Issue #8861, opened 2025-10-21
[Improvement] testPolicyAndTagCacheWeigher() failure


youngyjd:
### Version

main branch

### Describe what's wrong

Need to fix the test: 
```
TestCacheConfig > testPolicyAndTagCacheWeigher() FAILED
    org.awaitility.core.ConditionTimeoutException: Condition with Lambda expression in org.apache.gravitino.cache.TestCacheConfig was not fulfilled within 5 seconds.
        at app//org.awaitility.core.ConditionAwaiter.await(ConditionAwaiter.java:167)
        at app//org.awaitility.core.CallableCondition.await(CallableCondition.java:78)
        at app//org.awaitility.core.CallableCondition.await(CallableCondition.java:26)
        at app//org.awaitility.core.ConditionFactory.until(ConditionFactory.java:1006)
        at app//org.awaitility.core.ConditionFactory.until(ConditionFactory.java:975)
        at app//org.apache.gravitino.cache.TestCacheConfig.testPolicyAndTagCacheWeigher(TestCacheConfig.java:162)
```

### Error message and/or stacktrace

As above

### How to reproduce

"build" Github action can see the failure

youngyjd:
It seems 10 second timeout is still not enough although most of the times it passes.

See failure in this job - https://github.com/apache/gravitino/actions/runs/18693766507/job/53305862655?pr=8868

<img width="1093" height="226" alt="Image" src="https://github.com/user-attachments/assets/5efe25cd-3ce0-40b8-8cc3-acce98cf687c" />

youngyjd:
20 seconds don't even work.

<img width="1054" height="187" alt="Image" src="https://github.com/user-attachments/assets/2e47505e-24d0-4e60-80e8-9ab360783777" />

PR #8862, opened 2025-10-21
[#8861] Improve(test): fix testPolicyAndTagCacheWeigher

youngyjd:

Bump timeout from 5 seconds to 10 seconds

________

Considering each line of the material above, count those with the word "https" and give only the number.

3